Silvia revela ainda que a experiência da vida comunitária foi a melhor escola de sua vida. “Devo ao que sou hoje a tudo que aprendi com a vida comunitária de Yuba”, completa.

Identidade e cultura “nipo-caipira”

Pablo Kadji Yuba, de 34 anos, é o filho mais velho de Silvia. Nascido em Yuba, viveu lá até os 10 anos. Seu dia a dia era feito de estudos, esportes e coisas de criança. “Minha rotina era acordar, tomar café, pegar o ônibus escolar, estudar (escola estadual do bairro Aliança), voltar para a comunidade, brincar até o final da tarde”. Além disso, tinha treino de beisebol e judô uma vez por semana. Kadji revela que às vezes se escondia “até ser arrastado por algum adulto pra aula de balé”.

Entre suas memórias de infância estão as brincadeiras que fazia. “Gostava de jogar beisebol. Subir com os primos na carreta do trator e andar por 2 km até chegar ao campo. Era divertido. No tempo livre, ficava na biblioteca lendo mangá”.

Kadji considera que sua própria identidade é brasileira, apesar de ter convivido intensamente com a cultura japonesa. Bem humorado, diz: “nipo-caipira pra ser mais exato”. Sua identidade tem muito em comum com a cultura da Comunidade Yuba. O yubense justifica: “arroz e feijão no prato, missoshiru de acompanhamento”. É verdade que esta é uma típica refeição de nikkeis, misturando pratos brasileiros e japoneses.

Um grande aprendizado que tirou de Yuba e deve levar para o resto da vida é “ser bom no que gosta abre portas e te leva longe. A comunidade tem amigos e parentes espalhados pelo mundo que mostram isso”.
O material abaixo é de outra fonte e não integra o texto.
PR #8, opened 2026-04-18
specs: 007 — CLI (infmon-cli)

r12f:
## Summary

Adds `specs/007-cli.md` per parent epic **DPU-4** and issue **DPU-13**.
Freezes the v1 operator surface for `infmon-cli`.

Covers, per the issue:

- **Verb tree**: `install` / `uninstall`; `start` / `stop` / `restart` / `status`; `config get|set|reload|show`; `flow add|rm|list|show`; `stats show [--name] [--top N]`; `stats export --format prom|otlp|json`; `log tail [-f]`; `health [--json]`.
- **Exit codes**: small stable table (0, 1, 2, 3, 4, 5, 6, 13, 69, 130) with explicit semantics; `health` overload documented.
- **`--output table|json`**: every read verb supports both; JSON schema is the v1 contract; large counters rendered as `*_str` to stay JSON-safe.
- **Config file location**: `/etc/infmon/infmon.toml` (`root:infmon`, `0640`); CLI rewrites atomically (write → fsync → rename); `reload` sends SIGHUP.
- **Sudo requirements**: per-verb privilege table; root for install / lifecycle / config writes / flow mutations; group `infmon` membership for read verbs via the Unix socket at `/run/infmon/frontend.sock` (`SO_PEERCRED` enforced by frontend).
- Plus filesystem contract, global flags, help-text conventions, full test plan, and four open questions with proposed defaults.

Follows the spec template from `specs/000-overview.md`.

## Test plan

- [x] Spec is markdown only — no code changes; CI build/test jobs are unaffected.

## Related

- Epic: DPU-4
- Closes: DPU-13

cc @banidoru for sign-off.

### DIFF
--- a/specs/007-cli.md
+++ b/specs/007-cli.md
@@ -2,12 +2,9 @@
 
 ## Version history
 
-| Version | Date       | Author     | Changes                                  |
-| ------- | ---------- | ---------- | ---------------------------------------- |
-| 0.1     | 2026-04-18 | r12f       | Initial draft of v1 verb tree, output contract, exit codes, config layout, privilege model. |
-| 0.2     | 2026-04-18 | r12f       | Address PR #8 review feedback. |
-| 0.3     | 2026-04-18 | r12f       | Split `flow {add,rm,list,show}` into `flow-rule` (configuration) and `flow` (live read-only views). Each flow-rule generates one flow per distinct key tuple it observes. |
-| 0.4     | 2026-04-18 | r12f       | SIGPIPE: install `exit(0)` handler instead of restoring `SIG_DFL` so the documented "exits 0 silently" claim is actually achieved (avoids the `141` POSIX path). `flow show <rule> <key>` requires `<key>` as a single argv element (must be shell-quoted); reject multi-positional unquoted keys with exit 2. |
+| Version | Date       | Author       | Changes |
+| ------- | ---------- | ------------ | ------- |
+| 0.1     | 2026-04-18 | Riff (r12f)  | Initial draft of `infmon-cli` v1: verb tree, output contract, exit codes, config layout, privilege model. Verb tree splits `flow-rule {add,rm,list,show}` (configuration) from `flow {list,show}` (live read-only views) — each flow-rule generates one flow per distinct key tuple. SIGPIPE installs an `exit(0)` handler so the documented "exits 0 silently" claim holds (avoids the POSIX 141 path). `flow show <rule> <key>` requires `<key>` as a single argv element (must be shell-quoted); multi-positional unquoted keys are rejected with exit 2. |
 
 ---
 
--- a/specs/007-cli.md
+++ b/specs/007-cli.md
@@ -4,10 +4,10 @@
 
 | Version | Date       | Author     | Changes                                  |
 | ------- | ---------- | ---------- | ---------------------------------------- |
-| 0.1     | 2026-04-18 | bf3 (agent)| Initial draft of v1 verb tree, output contract, exit codes, config layout, privilege model. |
-| 0.2     | 2026-04-18 | bf3 (agent)| Address PR #8 review feedback. |
-| 0.3     | 2026-04-18 | bf3 (agent)| Split `flow {add,rm,list,show}` into `flow-rule` (configuration) and `flow` (live read-only views). Each flow-rule generates one flow per distinct key tuple it observes. |
-| 0.4     | 2026-04-18 | bf3 (agent)| SIGPIPE: install `exit(0)` handler instead of restoring `SIG_DFL` so the documented "exits 0 silently" claim is actually achieved (avoids the `141` POSIX path). `flow show <rule> <key>` requires `<key>` as a single argv element (must be shell-quoted); reject multi-positional unquoted keys with exit 2. |
+| 0.1     | 2026-04-18 | r12f       | Initial draft of v1 verb tree, output contract, exit codes, config layout, privilege model. |
+| 0.2     | 2026-04-18 | r12f       | Address PR #8 review feedback. |
+| 0.3     | 2026-04-18 | r12f       | Split `flow {add,rm,list,show}` into `flow-rule` (configuration) and `flow` (live read-only views). Each flow-rule generates one flow per distinct key tuple it observes. |
+| 0.4     | 2026-04-18 | r12f       | SIGPIPE: install `exit(0)` handler instead of restoring `SIG_DFL` so the documented "exits 0 silently" claim is actually achieved (avoids the `141` POSIX path). `flow show <rule> <key>` requires `<key>` as a single argv element (must be shell-quoted); reject multi-positional unquoted keys with exit 2. |
 
 ---
 
--- a/specs/007-cli.md
+++ b/specs/007-cli.md
@@ -1,0 +1,397 @@
+# 007 — CLI (`infmon-cli`)
+
+**Owners:** @banidoru (review), DPU team
+**Status:** Draft
+**Last updated:** 2026-04-18
+
+---
+
+## Context
+
+Operators need a single, scriptable entry point for installing, running,
+configuring, observing, and debugging InFMon on a BlueField-3 DPU. The
+existing components — the VPP plugin (`infmon-backend`) and the user-space
+service (`infmon-frontend`) — expose APIs and on-disk state, but operators
+should not have to poke at systemd units, raw config files, or the frontend's
+local socket directly.
+
+`infmon-cli` is that entry point. It is a single Rust binary, distributed in
+the same `.deb` as the backend and frontend, that wraps every supported
+operator workflow. It must be **predictable in scripts** (stable exit codes,
+machine-readable output) and **comfortable for humans** (tables by default,
+sensible verbs).
+
+This spec freezes the v1 verb tree, output contract, exit-code table, config
+file location, and privilege model. Implementation work tracks against it.
+
+## Goals & Non-goals
+
+- Goal: One CLI binary that owns the full operator surface — install,
+  lifecycle, config, flow inspection, stats, log tail, health.
+- Goal: Stable, documented exit codes so CI and monitoring scripts can rely
+  on them.
+- Goal: `--output table|json` on every read command; JSON is the contract for
+  automation.
+- Goal: Clearly state what requires `sudo` (privileged actions) versus what
+  any local user can run (read-only queries).
+- Goal: Talks to the frontend over its local Unix-domain socket; never
+  reaches into the backend's shared memory directly.
+- Non-goal: Remote administration. v1 is local-only (the CLI runs on the
+  same DPU as the frontend). Remote use happens via SSH.
+- Non-goal: A TUI / curses dashboard. `stats show` and `log tail -f` are the
+  closest we get.
+- Non-goal: Editing flow records or rewriting backend state. The CLI reads
+  state and (re)writes config; it does not mutate live counters.
+- Non-goal: Cluster / multi-DPU operations (out of scope per spec 000).
+
+## Design
+
+### Binary, transport, and discovery
+
+- Single binary `/usr/bin/infmon-cli`, shipped by `infmon_<ver>_arm64.deb`.
+- Talks to `infmon-frontend` over a Unix-domain socket at
+  `/run/infmon/frontend.sock` (created mode `0660`, group `infmon`).
+- Members of the `infmon` group can run all read-only verbs without `sudo`.
+  Privileged verbs (install, lifecycle, config writes) require either root
+  or `sudo`; the CLI prints a clear error and exits `13` (see exit-code
+  table) when invoked without sufficient privilege.
+- Config file lives at `/etc/infmon/infmon.toml` (owned `root:infmon`,
+  mode `0640`). The CLI never edits it in place; `config set` rewrites it
+  atomically (`write → fsync → rename`).
+- Run-state and PID files live under `/run/infmon/`. Logs go to journald via
+  the systemd unit; `log tail` wraps `journalctl -u infmon-frontend`.
+
+### Global flags
+
+Available on every subcommand:
+
+| Flag                    | Default       | Meaning                                      |
+|-------------------------|---------------|----------------------------------------------|
+| `--output <table\|json>`| `table`       | Output format. `json` is line-delimited per record where applicable. |
+| `--config <path>`       | `/etc/infmon/infmon.toml` | Override config file location.   |
+| `--socket <path>`       | `/run/infmon/frontend.sock` | Override frontend socket path. |
+| `--timeout <secs>`      | `5`           | Per-call timeout when contacting the frontend. |
+| `--no-color`            | off           | Disable ANSI colors (auto-off when stdout is not a TTY). |
+| `-q, --quiet`           | off           | Suppress informational stderr; errors still printed. |
+| `-v, --verbose`         | off (repeatable) | `-v` info, `-vv` debug, `-vvv` trace.    |
+| `-h, --help`            | —             | Show help for the (sub)command.              |
+| `-V, --version`         | —             | Print `infmon-cli <semver>` and exit `0`.    |
+
+Conventions:
+
+- All `--output json` responses are valid JSON. List commands emit a single
+  JSON array (not NDJSON) unless explicitly noted (`log tail` is NDJSON).
+- All numeric values in JSON are unquoted numbers; counters that may exceed
+  `2^53` are rendered as decimal strings with a trailing `_str` field name
+  (e.g. `bytes_str`).
+- Timestamps are RFC 3339 UTC strings.
+
+### Verb tree
+
+```
+infmon-cli
+├── install                              [root]
+├── uninstall                            [root]
+├── start                                [root]
+├── stop                                 [root]
+├── restart                              [root]
+├── status                               [any]
+├── config
+│   ├── get <key>                        [any]
+│   ├── set <key> <value>                [root]
+│   ├── reload                           [root]
+│   └── show                             [any]
+├── flow
+│   ├── add <spec>                       [root]
+│   ├── rm  <id|spec>                    [root]
+│   ├── list                             [any]
+│   └── show <id>                        [any]
+├── stats
+│   ├── show [--name <metric>] [--top N] [any]
+│   └── export --format <prom|otlp|json> [any]
+├── log
+│   └── tail [-f] [--since <when>] [-n N][any]
+└── health [--json]                      [any]
+```
+
+`[root]` = requires root or `sudo`. `[any]` = any user, subject to socket
+group membership for verbs that contact the frontend.
+
+#### `install` / `uninstall`
+
+`install` is a one-shot bootstrap that the `.deb` post-install hook also
+calls, but operators may rerun it after manual changes:
+
+- Verifies VPP is installed and the `infmon-backend` plugin is in VPP's
+  plugin directory.
+- Ensures the `infmon` group exists and `/etc/infmon/`, `/run/infmon/`,
+  `/var/lib/infmon/` exist with correct ownership and modes.
+- Writes a default `infmon.toml` if none exists (never overwrites an
+  existing one; prints a notice and exits `0`).
+- Enables the `infmon-frontend.service` systemd unit (does not start it;
+  use `start`).
+- Idempotent: rerunning on a healthy install is a no-op and exits `0`.
+
+`uninstall` is the inverse, but conservative:
+
+- Stops and disables `infmon-frontend.service`.
+- Removes the systemd unit file and the `/usr/bin/infmon-cli`,
+  `/usr/bin/infmon-frontend`, and VPP plugin `.so` only if they were
+  installed by InFMon (checked via dpkg ownership).
+- **Preserves** `/etc/infmon/` and `/var/lib/infmon/` by default; pass
+  `--purge` to remove them.
+
+#### `start` / `stop` / `restart` / `status`
+
+Thin, opinionated wrappers over systemd:
+
+- `start`   → `systemctl start infmon-frontend.service`
+- `stop`    → `systemctl stop  infmon-frontend.service`
+- `restart` → `systemctl restart infmon-frontend.service`
+- `status`  → composite view: systemd unit state, frontend PID, socket
+  reachable yes/no, backend plugin loaded yes/no, uptime, version.
+
+`status` is read-only and works without root. With `--output json` it emits
+an object:
+
+```json
+{
+  "service":    "active",
+  "pid":        1234,
+  "uptime_sec": 86400,
+  "socket":     "/run/infmon/frontend.sock",
+  "socket_ok":  true,
+  "backend": {
+    "plugin_loaded": true,
+    "version":       "1.0.0"
+  },
+  "frontend": {
+    "version": "1.0.0"
+  }
+}
+```
+
+#### `config get|set|reload|show`
+
+- `config show` prints the effective merged config (defaults + file +
+  environment overrides) as TOML (table mode) or JSON (json mode).
+- `config get <key>` prints just that key's value. Dotted keys index into
+  tables: `config get exporter.ipfix.collector`.
+- `config set <key> <value>` rewrites `/etc/infmon/infmon.toml` atomically
+  with the new value. Type is inferred from the existing value's type
+  (string, int, bool, float, array). `--type <t>` can force the type when
+  setting a previously absent key. Requires root.
+- `config reload` sends `SIGHUP` to the frontend (and asks it to revalidate
+  hot-reloadable knobs). Knobs that require restart are listed by `config
+  show --annotate`. Requires root.
+
+Validation: `config set` and `config reload` refuse a config that fails
+schema validation, exit `2`, and leave the on-disk file unchanged.
+
+#### `flow add|rm|list|show`
+
+"Flows" here are *flow filter rules* maintained by the frontend (e.g. an
+allow-list of which flows to export, or named groups for stats roll-ups).
+They are **not** live flow records — those are read-only and surfaced
+through `stats show`.
+
+- `flow add <spec>` adds a rule. Spec uses a compact key=value form, e.g.
+  `proto=tcp src=10.0.0.0/8 dst=0.0.0.0/0 dport=443 name=https-egress`.
+  Returns the assigned rule ID on stdout. Requires root.
+- `flow rm <id|spec>` removes by ID, or by exact-match spec. Requires root.
+- `flow list` lists all rules. Columns: `ID`, `NAME`, `PROTO`, `SRC`,
+  `DST`, `SPORT`, `DPORT`, `ACTION`. JSON mode emits an array of rule
+  objects.
+- `flow show <id>` prints one rule's full detail (including hit counters).
+
+#### `stats show` and `stats export`
+
+- `stats show` prints aggregate counters: `packets`, `bytes`, `flows_active`,
+  `flows_total`, `flows_evicted`, `parse_errors`, `export_records`, etc.
+  - `--name <metric>` restricts output to one metric (also accepts a
+    glob, e.g. `--name 'export_*'`).
+  - `--top N` for top-N talkers / top-N flows by bytes (default `N=20`).
+    Combined with `--name flows.top_bytes` etc.
+  - Default refresh is a single snapshot. Add `--watch <secs>` for periodic
+    refresh (table mode only; json mode prints one snapshot then exits).
+- `stats export --format <prom|otlp|json>` writes the current snapshot to
+  stdout in the requested format:
+  - `prom` — Prometheus text exposition (text/plain; version=0.0.4).
+  - `otlp` — OpenTelemetry metrics, JSON-encoded OTLP.
+  - `json` — InFMon-native JSON (same shape as `stats show --output json`,
+    but always the full set, ignoring `--name`/`--top`).
+  This is a one-shot dump suitable for piping into a collector or a file;
+  it does **not** start a long-lived exporter (those are configured in
+  `infmon.toml` and run inside the frontend).
+
+#### `log tail`
+
+- Wraps `journalctl -u infmon-frontend.service`.
+- `-f` / `--follow` streams new lines (NDJSON when `--output json`).
+- `--since <when>` accepts the same forms as journalctl (`"10 min ago"`,
+  RFC 3339, etc.).
+- `-n N` shows the last `N` lines (default `100`).
+- Exits `0` on clean EOF, `130` on `SIGINT` (Ctrl-C), per the exit table.
+
+#### `health [--json]`
+
+A single composite probe, designed to be the target of an external
+monitor or a Kubernetes-style liveness/readiness check.
+
+- Exits `0` when the frontend socket is reachable, the backend plugin
+  reports `loaded`, and the last snapshot timestamp is within
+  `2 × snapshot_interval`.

Graças a isto, teve uma experiência “ótima” no Japão. “Fui contratado por uma editora brasileira para ser redator/tradutor na unidade de Tóquio”, conta. Trabalhou durante dois anos e depois se tornou bolsista e fez Mestrado em Comunicação na Meiji University, porém, sem concluir.

“O grande motivador foi a minha insegurança com a língua japonesa. Concluí que, para elevar o nível, precisava viver lá”. Kadji explica que estava disposto a ir como dekassegui, assim como seu pai, para juntar dinheiro e depois estudar, mas acabou optando pela oportunidade na editora.

Assim, com certeza, a Comunidade Yuba e sua riqueza cultural têm muito a ensinar a todos nós, nipo-descendentes ou não. É preciso apenas nos deixar ser inspirados.